Perhaps standing next to Ronan Lynch, dreamer of dreams, he looked ordinary, but it was only because everything uncanny about him was turned inside instead of out. He, too, had a connection with the peculiar ley line energy that seemed to power Ronan’s dreams, except that Adam’s connection happened while he was awake, and only ever produced knowledge instead of objects. He was something like a psychic, if there was such a thing as a psychic whose powers extended more toward the future of the world than the future of people. During the idyllic summer he’d spent at the Barns with Ronan, he’d played with energy nearly every single day. He’d gaze into a bowl of dark liquid and lose himself in the unfathomable pulse that connects all living things. While on the phone with Gansey or Blue, he’d take out his deck of haunted tarot cards and read one or three cards for them. At night, he’d sit on the end of Ronan’s childhood bed and meet Ronan in dreamspace—Ronan, asleep, in a dream, Adam, awake, in a trance.
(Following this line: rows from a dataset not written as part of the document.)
PR #3976, opened 2018-11-01
Charlesmchen/typing indicators5 

charlesmchen-signal:
PTAL @michaelkirk

### DIFF
--- a/Signal/src/ViewControllers/ConversationView/Cells/TypingIndicatorCell.swift
+++ b/Signal/src/ViewControllers/ConversationView/Cells/TypingIndicatorCell.swift
@@ -56,7 +56,6 @@ public class TypingIndicatorCell: ConversationViewCell {
 
         bubbleView.bubbleColor = conversationStyle.bubbleColor(isIncoming: true)
         typingIndicatorView.startAnimation()
-        typingIndicatorView.addBackgroundView(withBackgroundColor: UIColor.red)
 
         viewConstraints.append(contentsOf: [
             bubbleView.autoPinEdge(toSuperviewEdge: .leading, withInset: conversationStyle.gutterLeading),
--- a/Signal/src/ViewControllers/ConversationView/Cells/TypingIndicatorCell.swift
+++ b/Signal/src/ViewControllers/ConversationView/Cells/TypingIndicatorCell.swift
@@ -43,10 +43,6 @@ public class TypingIndicatorCell: ConversationViewCell {
         avatarView.autoSetDimension(.height, toSize: kAvatarSize)
     }
 
-    deinit {
-        NotificationCenter.default.removeObserver(self)
-    }
-
     @objc
     public override func loadForDisplay() {
         guard let conversationStyle = self.conversationStyle else {
@@ -99,7 +95,7 @@ public class TypingIndicatorCell: ConversationViewCell {
         }
         guard let authorAvatarImage =
             OWSContactAvatarBuilder(signalId: typingIndicators.recipientId,
-                                    colorName: ConversationColorNameForString(colorName),
+                                    colorName: ConversationColorName(rawValue: colorName),
                                     diameter: UInt(kAvatarSize)).build() else {
                                         owsFailDebug("Could build avatar image")
                                         return nil
@@ -148,7 +144,5 @@ public class TypingIndicatorCell: ConversationViewCell {
         avatarView.removeFromSuperview()
 
         typingIndicatorView.stopAnimation()
-
-        NotificationCenter.default.removeObserver(self)
     }
 }
--- a/Signal/src/ViewControllers/ConversationView/Cells/TypingIndicatorCell.swift
+++ b/Signal/src/ViewControllers/ConversationView/Cells/TypingIndicatorCell.swift
@@ -10,28 +10,146 @@ public class TypingIndicatorCell: ConversationViewCell {
     @objc
     public static let cellReuseIdentifier = "TypingIndicatorCell"
 
-        @available(*, unavailable, message:"use other constructor instead.")
+    @available(*, unavailable, message:"use other constructor instead.")
     @objc
     public required init(coder aDecoder: NSCoder) {
         notImplemented()
     }
 
+    private let kAvatarSize: CGFloat = 36
+    private let kAvatarHSpacing: CGFloat = 8
+
+    private let avatarView = AvatarImageView()
+    private let bubbleView = OWSBubbleView()
+    private let typingIndicatorView = TypingIndicatorView()
+    private var viewConstraints = [NSLayoutConstraint]()
+
     override init(frame: CGRect) {
         super.init(frame: frame)
+
+        commonInit()
+    }
+
+    private func commonInit() {
+        self.layoutMargins = .zero
+        self.contentView.layoutMargins = .zero
+
+        bubbleView.layoutMargins = .zero
+
+        bubbleView.addSubview(typingIndicatorView)
+        contentView.addSubview(bubbleView)
+
+        avatarView.autoSetDimension(.width, toSize: kAvatarSize)
+        avatarView.autoSetDimension(.height, toSize: kAvatarSize)
+    }
+
+    deinit {
+        NotificationCenter.default.removeObserver(self)
     }
 
     @objc
     public override func loadForDisplay() {
+        guard let conversationStyle = self.conversationStyle else {
+            owsFailDebug("Missing conversationStyle")
+            return
+        }
 
+        bubbleView.bubbleColor = conversationStyle.bubbleColor(isIncoming: true)
+        typingIndicatorView.startAnimation()
+        typingIndicatorView.addBackgroundView(withBackgroundColor: UIColor.red)
+
+        viewConstraints.append(contentsOf: [
+            bubbleView.autoPinEdge(toSuperviewEdge: .leading, withInset: conversationStyle.gutterLeading),
+            bubbleView.autoPinEdge(toSuperviewEdge: .trailing, withInset: conversationStyle.gutterTrailing, relation: .greaterThanOrEqual),
+            bubbleView.autoPinTopToSuperviewMargin(withInset: 0),
+            bubbleView.autoPinBottomToSuperviewMargin(withInset: 0),
+
+            typingIndicatorView.autoPinEdge(toSuperviewEdge: .leading, withInset: conversationStyle.textInsetHorizontal),
+            typingIndicatorView.autoPinEdge(toSuperviewEdge: .trailing, withInset: conversationStyle.textInsetHorizontal),
+            typingIndicatorView.autoPinTopToSuperviewMargin(withInset: conversationStyle.textInsetTop),
+            typingIndicatorView.autoPinBottomToSuperviewMargin(withInset: conversationStyle.textInsetBottom)
+            ])
+
+        if let avatarView = configureAvatarView() {
+            contentView.addSubview(avatarView)
+            viewConstraints.append(contentsOf: [
+                bubbleView.autoPinLeading(toTrailingEdgeOf: avatarView, offset: kAvatarHSpacing),
+                bubbleView.autoAlignAxis(.horizontal, toSameAxisOf: avatarView)
+                ])
+
+        } else {
+            avatarView.removeFromSuperview()
+        }
+    }
+
+    private func configureAvatarView() -> UIView? {
+        guard let viewItem = self.viewItem else {
+            owsFailDebug("Missing viewItem")
+            return nil
+        }
+        guard let typingIndicators = viewItem.interaction as? TypingIndicatorInteraction else {
+            owsFailDebug("Missing typingIndicators")
+            return nil
+        }
+        guard shouldShowAvatar() else {
+            return nil
+        }
+        guard let colorName = viewItem.authorConversationColorName else {
+            owsFailDebug("Missing authorConversationColorName")
+            return nil
+        }
+        guard let authorAvatarImage =
+            OWSContactAvatarBuilder(signalId: typingIndicators.recipientId,
+                                    colorName: ConversationColorNameForString(colorName),
+                                    diameter: UInt(kAvatarSize)).build() else {
+                                        owsFailDebug("Could build avatar image")
+                                        return nil
+        }
+        avatarView.image = authorAvatarImage
+        return avatarView
+    }
+
+    private func shouldShowAvatar() -> Bool {
+        guard let viewItem = self.viewItem else {
+            owsFailDebug("Missing viewItem")
+            return false
+        }
+        return viewItem.isGroupThread
     }
 
     @objc
     public override func cellSize() -> CGSize {
-        return .zero
+        guard let conversationStyle = self.conversationStyle else {
+            owsFailDebug("Missing conversationStyle")
+            return .zero
+        }
+
+        let insetsSize = CGSize(width: conversationStyle.textInsetHorizontal * 2,
+                                height: conversationStyle.textInsetTop + conversationStyle.textInsetBottom)
+        let typingIndicatorSize = typingIndicatorView.sizeThatFits(.zero)
+        let bubbleSize = CGSizeAdd(insetsSize, typingIndicatorSize)
+
+        if shouldShowAvatar() {
+            let avatarSize = CGSize(width: kAvatarSize, height: kAvatarSize)
+            return CGSizeCeil(CGSize(width: avatarSize.width + kAvatarHSpacing + bubbleSize.width,
+                                     height: max(avatarSize.height, bubbleSize.height)))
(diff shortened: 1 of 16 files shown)


Signal/src/ViewControllers/ConversationView/Cells/TypingIndicatorCell.swift
```diff
@@ -0,0 +1,154 @@
+//
+//  Copyright (c) 2018 Open Whisper Systems. All rights reserved.
+//
+
+import Foundation
+
+@objc(OWSTypingIndicatorCell)
+public class TypingIndicatorCell: ConversationViewCell {
```
charlesmchen-signal: A simple cell that looks consistent with the message bubble cells, but is vastly simpler.  

The "real" message bubble cells are already way too complicated.  I didn't want to modify them to handle yet another special case.

Signal/src/ViewControllers/ConversationView/Cells/TypingIndicatorCell.swift
```diff
@@ -0,0 +1,154 @@
...
+    public static let cellReuseIdentifier = "TypingIndicatorCell"
+
+    @available(*, unavailable, message:"use other constructor instead.")
+    @objc
+    public required init(coder aDecoder: NSCoder) {
+        notImplemented()
+    }
+
+    private let kAvatarSize: CGFloat = 36
+    private let kAvatarHSpacing: CGFloat = 8
```
charlesmchen-signal: These two constants are use mimic the appearance of the "real" message bubbles.  We use a single constant, but I didn't bother.

Signal/src/ViewControllers/ConversationView/ConversationViewItem.m
```diff
@@ -143,14 +143,24 @@ - (void)updateAuthorConversationColorNameWithTransaction:(YapDatabaseReadTransac
 {
     OWSAssertDebug(transaction);
 
-    if (self.interaction.interactionType != OWSInteractionType_IncomingMessage) {
-        _authorConversationColorName = nil;
-        return;
+    switch (self.interaction.interactionType) {
```
charlesmchen-signal: Adding a new "transient" cell type turned out to be incredibly easy.  I had to:

* Add a new interaction type.
* Add a new "stub" `TSInteraction` subclass.  This is regrettable, but it seemed simpler than modifying view items to only sometimes have a `TSInteraction`.
* The changes you see in this file.

I've very optimistic about converting unread indicators, date breaks, etc. to transient view items.

Signal/src/ViewControllers/ConversationView/ConversationViewModel.m
```diff
@@ -574,6 +585,32 @@ - (void)uiDatabaseDidUpdate:(NSNotification *)notification
                updatedNeighborItemSet:updatedNeighborItemSet];
 }
 
+// A simpler version of the update logic we use when
+// only transient items have changed.
+- (void)updateForTransientItems
```
charlesmchen-signal: I'm not sure it's worth DRY'ing up the similar code between this and the method we use to respond to DB modification notifications.

Signal/src/ViewControllers/ConversationView/ConversationViewModel.m
```diff
@@ -863,6 +900,25 @@ - (BOOL)reloadViewItems
             OWSAssertDebug(!viewItemCache[interaction.uniqueId]);
             viewItemCache[interaction.uniqueId] = viewItem;
         }
+
+        if (self.typingIndicatorsRecipient) {
+            id<ConversationViewItem> _Nullable lastViewItem = viewItems.lastObject;
+            uint64_t typingIndicatorTimestamp = (lastViewItem ? lastViewItem.interaction.timestamp + 1 : 1);
```
charlesmchen-signal: The typing indicator use a fake timestamp after the last interaction in the conversation - or 1 if none exists.

Signal/src/ViewControllers/ConversationView/TypingIndicatorInteraction.swift
```diff
@@ -0,0 +1,44 @@
+//
+//  Copyright (c) 2018 Open Whisper Systems. All rights reserved.
+//
+
+import Foundation
+
+@objc(OWSTypingIndicatorInteraction)
+public class TypingIndicatorInteraction: TSInteraction {
+    @objc
+    public static let TypingIndicatorId = "TypingIndicator"
```
charlesmchen-signal: This is the "stub" `TSInteraction".  Note that it uses a fixed unique id.

Signal/src/ViewControllers/HomeView/HomeViewCell.m
```diff
@@ -111,15 +118,25 @@ - (void)commontInit
...
+    self.typingIndicatorView = [TypingIndicatorView new];
+
+    self.previewStackView = [[UIStackView alloc] initWithArrangedSubviews:@[
         self.snippetLabel,
+        self.typingIndicatorView,
+    ]];
+    self.previewStackView.axis = UILayoutConstraintAxisVertical;
+    self.previewStackView.alignment = UIStackViewAlignmentLeading;
+    [self.previewStackView setContentHuggingHorizontalLow];
+    [self.previewStackView setCompressionResistanceHorizontalLow];
```
charlesmchen-signal: The typing indicator replaces the "snippet" we use to preview the conversation contents.  The only tricky thing was ensuring that the cell had a consistent layout between these two cases.

Signal/src/views/TypingIndicatorView.swift
```diff
@@ -0,0 +1,180 @@
...
+                let margin = (TypingIndicatorView.kMaxRadiusPt - radius) * 0.5
+                let bezierPath = UIBezierPath(ovalIn: CGRect(x: margin, y: margin, width: radius, height: radius))
+                pathValues.append(bezierPath.cgPath)
+
+                keyTimes.append(keyFrameTime)
+                animationDuration = max(animationDuration, keyFrameTime)
+            }
+
+            // All animations in the group apparently need to have the same number
+            // of keyframes, and use the same timing.
```
charlesmchen-signal: This deliberately corresponds to how the animation is spec'd.

SignalServiceKit/src/Contacts/TSThread.h
```diff
@@ -11,6 +11,9 @@ NS_ASSUME_NONNULL_BEGIN
 @class TSInvalidIdentityKeyReceivingErrorMessage;
 
 typedef NSString *ConversationColorName NS_STRING_ENUM;
+
+ConversationColorName ConversationColorNameForString(NSString *value);
```
charlesmchen-signal: Swift can't convert `ConversationColorName` to `String` and back, so I made this convenience method.

SignalServiceKit/src/Util/TypingIndicators.swift
```diff
@@ -310,27 +332,32 @@ public class TypingIndicatorsImpl: NSObject, TypingIndicators {
 
     // MARK: -
 
-    // Map of (thread id and recipient id)-to-(device id)-to-IncomingIndicators.
-    private var incomingIndicatorsMap = [String: [UInt: IncomingIndicators]]()
+    // Map of (thread id)-to-(recipient id and device id)-to-IncomingIndicators.
+    private var incomingIndicatorsMap = [String: [String: IncomingIndicators]]()
```
charlesmchen-signal: There's a bit of complexity here.  We want to track the typing state for each (thread, sender, device), but we want to query that in this was: "which recipient (if any) is typing in thread X?  If more than one recipient is typing, give me the one that started typing first".  

Therefore, I used a map-of-maps.

SignalServiceKit/src/Util/TypingIndicators.swift
```diff
@@ -375,43 +407,37 @@ public class TypingIndicatorsImpl: NSObject, TypingIndicators {
...
         }
 
         func didReceiveIncomingMessage() {
             AssertIsOnMainThread()
 
-            // If the client receives a message:
-            //
-            // Cancel the displayTyping timer for that (sender, device)
-            // Hide the typing indicator for that (sender, device)
+            clearTyping()
```
charlesmchen-signal: I DRY'd up this logic.

Signal/src/ViewControllers/ConversationView/Cells/TypingIndicatorCell.swift
michaelkirk-signal: :+1:

Signal/src/ViewControllers/ConversationView/Cells/TypingIndicatorCell.swift
```diff
@@ -0,0 +1,154 @@
...
+
+        NSLayoutConstraint.deactivate(viewConstraints)
+        viewConstraints = [NSLayoutConstraint]()
+
+        avatarView.image = nil
+        avatarView.removeFromSuperview()
+
+        typingIndicatorView.stopAnimation()
+
+        NotificationCenter.default.removeObserver(self)
```
michaelkirk-signal: What notifications are we no longer observing here?

Signal/src/ViewControllers/ConversationView/ConversationViewItem.m
michaelkirk-signal: 🎉

Signal/src/ViewControllers/ConversationView/ConversationViewItem.m
```diff
@@ -143,14 +143,24 @@ - (void)updateAuthorConversationColorNameWithTransaction:(YapDatabaseReadTransac
...
+        case OWSInteractionType_TypingIndicator: {
+            OWSTypingIndicatorInteraction *typingIndicator = (OWSTypingIndicatorInteraction *)self.interaction;
+            _authorConversationColorName =
+                [TSContactThread conversationColorNameForRecipientId:typingIndicator.recipientId
```
michaelkirk-signal: Hmm... why do we need ` _authorConversationColorName` for a typing indicator?

Signal/src/ViewControllers/ConversationView/ConversationViewModel.m
```diff
@@ -1276,6 +1333,28 @@ - (nullable NSNumber *)findGroupIndexOfThreadInteraction:(TSInteraction *)intera
...
 }
 
+- (void)typingIndicatorStateDidChange:(NSNotification *)notification
+{
+    OWSAssertIsOnMainThread();
+
+    self.typingIndicatorsRecipient = [self.typingIndicators typingIndicatorsForThread:self.thread];
+}
+
+- (void)setTypingIndicatorsRecipient:(nullable NSString *)typingIndicatorsRecipient
```
michaelkirk-signal: recipient->recipientId? 

No biggied, but it's kind of confusing terminology, because it's the *sender* of the typing message, not the recipient. The local user is actually the recipient, right?

Signal/src/ViewControllers/ConversationView/TypingIndicatorInteraction.swift
michaelkirk-signal: Should we do more to make sure this is never saved? e.g. override saveWithTransaction?

Signal/src/ViewControllers/HomeView/HomeViewCell.m
michaelkirk-signal: stacks on stacks on stacks on stacks. Let's make sure we verify this layout on legacy iOS versions as part of the test plan, since iOS9/10 can behave somewhat differently with complex stack views.

Signal/src/ViewControllers/HomeView/HomeViewCell.m
```diff
@@ -111,15 +118,25 @@ - (void)commontInit
...
+
+    UIStackView *bottomRowView = [[UIStackView alloc] initWithArrangedSubviews:@[
+        self.previewStackView,
         self.messageStatusView,
     ]];
+    
     bottomRowView.axis = UILayoutConstraintAxisHorizontal;
-    bottomRowView.alignment = UIStackViewAlignmentLastBaseline;
+    bottomRowView.alignment = UIStackViewAlignmentCenter;
```
michaelkirk-signal: I know it's subtle point but we were intentionally aligning on baseline. It's a couple px different. 

To keep the existing behavior you might have to do something like add a [viewForLastBaseLineLayout](https://developer.apple.com/documentation/uikit/uiview/1622633-viewforlastbaselinelayout?language=objc) to the typingIndicatorView.

SignalServiceKit/src/Util/TypingIndicators.swift
```diff
@@ -428,8 +454,11 @@ public class TypingIndicatorsImpl: NSObject, TypingIndicators {
             guard delegate.areTypingIndicatorsEnabled() else {
                 return
             }
-
-            NotificationCenter.default.postNotificationNameAsync(TypingIndicatorsImpl.typingIndicatorStateDidChange, object: recipientId)
+            guard let threadId = thread.uniqueId else {
+                owsFailDebug("Thread is missing id.")
+                return
+            }
+            NotificationCenter.default.postNotificationNameAsync(TypingIndicatorsImpl.typingIndicatorStateDidChange, object: threadId)
```
michaelkirk-signal: Huh - isn't `object` observation scoping based on reference (not value) equality?

SignalServiceKit/src/Contacts/TSThread.h
michaelkirk-signal: Huh... what happens when you use `ConversationColorName(rawValue: colorName)` and (eg) `ConversationColorNameCrimson.rawValue`?

SignalServiceKit/src/Util/TypingIndicators.swift
```diff
@@ -24,9 +24,14 @@ public protocol TypingIndicators: class {
...
 
+    // Returns the recipient id of the user who should currently be shown typing for a given thread.
+    //
+    // If no one is typing in that thread, returns nil.
+    // If multiple users are typing in that thread, returns the user to show.
+    //
     // TODO: Use this method.
     @objc
-    func areTypingIndicatorsVisible(inThread thread: TSThread, recipientId: String) -> Bool
+    func typingIndicators(forThread thread: TSThread) -> String?
```
michaelkirk-signal: maybe: `typingRecipientId(forThread:) -> String` ?

SignalServiceKit/src/Util/TypingIndicators.swift
michaelkirk-signal: TIOLI but typealiases might make this clearer:

```
typealias ThreadId = String
typealias ReceipientDeviceKey = String
private var incomingIndicatorsMap = [ThreadId: [ReceipientDeviceKey: IncomingIndicators]]()

```

Signal/src/ViewControllers/ConversationView/TypingIndicatorInteraction.swift
charlesmchen-signal: Good idea.

Signal/src/ViewControllers/HomeView/HomeViewCell.m
charlesmchen-signal: Noted.

SignalServiceKit/src/Contacts/TSThread.h
charlesmchen-signal: Oh nice, thanks.

Signal/src/ViewControllers/ConversationView/Cells/TypingIndicatorCell.swift
charlesmchen-signal: This is obsolete, removed.

Signal/src/ViewControllers/ConversationView/ConversationViewItem.m
charlesmchen-signal: Because in a group, we show the avatar of the "typing" user next to the typing indicator and we want to honor their conversation color in the default avatar icon.

Signal/src/ViewControllers/ConversationView/ConversationViewModel.m
charlesmchen-signal: Done.  We've mostly standardized around "recipient id" for user/account ids in the codebase, so I was trying to be consistent with that.

SignalServiceKit/src/Util/TypingIndicators.swift
charlesmchen-signal: Done.

Signal/src/ViewControllers/HomeView/HomeViewCell.m
charlesmchen-signal: Okay.  I ended up reworking this entirely to hide the snippet label by changing its text.  IMO that'll be simplest.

He had put all of that away to go to Harvard.

“If I stop breathing, bring me back,” Adam said now. He sat on the end of Ronan’s bed with one of Ronan’s dreamt lights cupped in his hands. There were all sorts of dreamt lights at the Barns: fireflies in the fields, stars tangled in the trees, orbs hanging in the long barn over his work, eternal wee candles in each of the windows that faced the backyard. The one in Adam’s hand was too ferociously bright to look at directly; it was a sun. Gansey had asked Ronan to keep his mint plant alive while he road-tripped, and Ronan, unsure of how to keep plants alive inside, had dreamt the outside in. Now it illuminated the otherwise dim bedroom where the two of them sat knee to knee on the bed.

“If it’s longer than fifteen minutes, bring me back,” Adam added. He thought about this, then corrected himself. “Ten. I can always go back.”

Adam’s ability wasn’t without its risks. It was a lot like dreaming, but dreaming using the whole world’s imagination instead of just his own. There were no limits. No memories to hedge the dreams in, no identity to keep the wandering intimate. Without someone to hold him close within the vast space, Adam’s mind could wander into the ether and never return, like the cow floating off into the sun. That was how his deck of tarot cards had become haunted. They were a gift from a dead woman who’d never come back.

“Ten, okay,” Ronan said. Reaching out, he twisted the watch on Adam’s wrist so that it faced him.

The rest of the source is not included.